Practically half of latest graduates really feel underqualified to use for even entry-level jobs, a survey by the schooling know-how firm Cengage Group finds. Solely 30 p.c say they’ve full-time jobs associated to the fields that they studied.
In the meantime, faculties and universities — historically gradual to rework what and the way they train — are encouraging college students to mix majors as a quicker technique to sustain with adjustments within the labor market, mentioned Taylor Odle, an assistant professor at UW-Madison who research the economics of schooling and the worth of credentials within the workforce.
“Establishments are considering strategically about easy methods to align their diploma applications with trade, and it could be by pairing two issues they have already got,” Odle mentioned.
There are different causes for the rising recognition of double majors. At UW-Madison, for instance, one issue propelling the expansion is that there are not any minors, famous Taylor Odle, an assistant professor there who research the economics of schooling and the worth of credentials within the workforce..

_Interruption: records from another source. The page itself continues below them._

PR #363, opened 2024-07-03
Fix bug metainfo.domain should not be dft

mkuehbach:
Currently all parsed content is assigned a nomad Parser's default domain which is 'dft'

For this solution to work we need also a fix in NOMAD specifically in nomad/datamodel/datamodel.py line 866 
domain = Quantity(
which is an enum currently listing 'dft' and 'ems'

'ems' is only used in the EELSDB database and that should be changed to 'em' i.e. electron microscopy, surplus all keywords from the NXDEF_TO_METAINFO_DOMAIN dictionary from this PR need to be added in that Quantities definition enum as well.

### DIFF
--- a/src/pynxtools/nomad/parser.py
+++ b/src/pynxtools/nomad/parser.py
@@ -16,21 +16,21 @@
 # limitations under the License.
 #
 
-from typing import Optional, Set
+from typing import Dict, Optional, Set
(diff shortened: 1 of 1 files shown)


mkuehbach:
Closed for #364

Double-majoring isn’t straightforward. It sometimes means incomes greater than the standard minimal variety of credit required to graduate, on high of extracurricular and different obligations. Wesson, at UW-Madison, as an example, is an officer of scholar authorities, a reporter and photographer for the campus newspaper and an honors scholar.
Some separate majors have overlapping necessities. Even when they don’t, most universities and faculties cost the identical tuition per semester irrespective of what number of programs undergraduates take. So except a second main extends the variety of semesters a scholar wants to finish required programs, or forces her or him to take further lessons within the summers, double-majoring doesn’t sometimes price extra or take longer.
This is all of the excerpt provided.